:: Task brief ::
Among the lines below, copy exactly those from the one with "PR #772, opened 2024-08-19" through the one with "This change only", counting both ends.

(Saved entries)
•••

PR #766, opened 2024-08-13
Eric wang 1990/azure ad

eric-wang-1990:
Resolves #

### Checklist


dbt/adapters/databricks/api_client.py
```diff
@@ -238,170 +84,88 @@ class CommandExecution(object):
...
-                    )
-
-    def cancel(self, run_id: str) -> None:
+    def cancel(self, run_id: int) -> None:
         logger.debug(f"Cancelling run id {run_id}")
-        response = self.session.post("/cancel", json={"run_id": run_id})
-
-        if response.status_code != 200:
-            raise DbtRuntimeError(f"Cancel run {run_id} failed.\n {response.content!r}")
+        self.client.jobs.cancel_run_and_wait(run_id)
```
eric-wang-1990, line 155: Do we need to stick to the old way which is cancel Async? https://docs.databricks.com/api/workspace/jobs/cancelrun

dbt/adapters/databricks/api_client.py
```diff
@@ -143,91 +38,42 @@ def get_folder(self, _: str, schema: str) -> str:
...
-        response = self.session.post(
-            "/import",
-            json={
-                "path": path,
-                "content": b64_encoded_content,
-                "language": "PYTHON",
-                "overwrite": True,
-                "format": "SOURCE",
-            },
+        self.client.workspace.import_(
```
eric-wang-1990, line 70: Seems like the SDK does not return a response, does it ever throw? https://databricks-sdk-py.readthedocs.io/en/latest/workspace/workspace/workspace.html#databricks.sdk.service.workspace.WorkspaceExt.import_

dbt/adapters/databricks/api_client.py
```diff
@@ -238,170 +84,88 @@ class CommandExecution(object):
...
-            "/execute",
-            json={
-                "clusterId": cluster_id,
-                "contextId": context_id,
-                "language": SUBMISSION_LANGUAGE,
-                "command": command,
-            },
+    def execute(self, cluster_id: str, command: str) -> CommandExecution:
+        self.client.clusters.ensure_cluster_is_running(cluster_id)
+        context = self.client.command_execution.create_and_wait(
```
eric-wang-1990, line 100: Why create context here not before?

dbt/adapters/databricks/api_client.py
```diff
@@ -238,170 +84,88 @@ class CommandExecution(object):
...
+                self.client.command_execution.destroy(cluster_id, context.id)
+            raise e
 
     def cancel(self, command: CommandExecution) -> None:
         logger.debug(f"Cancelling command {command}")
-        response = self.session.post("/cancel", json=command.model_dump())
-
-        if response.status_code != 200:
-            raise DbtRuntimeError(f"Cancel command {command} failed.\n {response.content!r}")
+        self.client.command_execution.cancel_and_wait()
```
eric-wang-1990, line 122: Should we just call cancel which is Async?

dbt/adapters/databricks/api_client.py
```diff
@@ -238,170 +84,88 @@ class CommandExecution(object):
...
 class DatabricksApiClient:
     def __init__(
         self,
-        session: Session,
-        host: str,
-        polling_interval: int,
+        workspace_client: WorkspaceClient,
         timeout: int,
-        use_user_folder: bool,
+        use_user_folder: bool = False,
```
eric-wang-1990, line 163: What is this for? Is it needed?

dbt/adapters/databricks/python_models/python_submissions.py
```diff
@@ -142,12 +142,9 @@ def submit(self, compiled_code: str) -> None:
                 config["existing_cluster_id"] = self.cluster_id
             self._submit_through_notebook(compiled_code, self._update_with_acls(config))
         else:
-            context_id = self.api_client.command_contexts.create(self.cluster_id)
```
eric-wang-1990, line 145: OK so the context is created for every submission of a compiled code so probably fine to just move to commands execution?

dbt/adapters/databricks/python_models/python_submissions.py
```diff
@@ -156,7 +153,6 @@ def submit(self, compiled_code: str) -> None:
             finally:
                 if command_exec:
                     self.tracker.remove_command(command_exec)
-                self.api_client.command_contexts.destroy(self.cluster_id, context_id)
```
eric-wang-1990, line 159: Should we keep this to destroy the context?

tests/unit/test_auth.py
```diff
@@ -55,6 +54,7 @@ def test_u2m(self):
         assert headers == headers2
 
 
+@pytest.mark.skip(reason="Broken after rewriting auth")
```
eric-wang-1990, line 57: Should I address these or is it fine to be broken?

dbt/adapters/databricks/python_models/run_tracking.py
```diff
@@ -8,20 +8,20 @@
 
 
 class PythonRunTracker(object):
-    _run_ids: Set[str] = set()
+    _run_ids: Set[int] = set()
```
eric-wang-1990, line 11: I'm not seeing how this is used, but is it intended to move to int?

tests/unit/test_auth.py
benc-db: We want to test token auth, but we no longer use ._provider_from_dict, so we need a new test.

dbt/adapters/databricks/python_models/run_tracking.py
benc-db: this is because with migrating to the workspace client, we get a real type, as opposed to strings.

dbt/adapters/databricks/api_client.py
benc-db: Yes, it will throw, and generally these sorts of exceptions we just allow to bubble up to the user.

•••

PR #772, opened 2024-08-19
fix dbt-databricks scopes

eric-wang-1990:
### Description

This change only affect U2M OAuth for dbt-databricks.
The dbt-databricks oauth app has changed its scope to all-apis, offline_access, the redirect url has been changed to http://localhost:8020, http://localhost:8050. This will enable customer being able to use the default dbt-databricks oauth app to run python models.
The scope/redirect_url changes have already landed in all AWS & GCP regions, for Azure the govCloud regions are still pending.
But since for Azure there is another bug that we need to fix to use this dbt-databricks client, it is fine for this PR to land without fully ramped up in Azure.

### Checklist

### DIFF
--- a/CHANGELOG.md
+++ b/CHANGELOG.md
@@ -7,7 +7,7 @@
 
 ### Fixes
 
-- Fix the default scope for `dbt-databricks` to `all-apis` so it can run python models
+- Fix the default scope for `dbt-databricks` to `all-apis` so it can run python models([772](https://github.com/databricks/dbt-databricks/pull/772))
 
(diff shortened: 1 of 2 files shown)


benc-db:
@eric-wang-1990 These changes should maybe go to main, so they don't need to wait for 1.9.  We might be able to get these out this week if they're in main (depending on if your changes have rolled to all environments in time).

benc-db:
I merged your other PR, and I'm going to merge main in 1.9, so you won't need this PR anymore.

•••

:: Solution to the problem ::
PR #772, opened 2024-08-19
fix dbt-databricks scopes

eric-wang-1990:
### Description

This change only affect U2M OAuth for dbt-databricks.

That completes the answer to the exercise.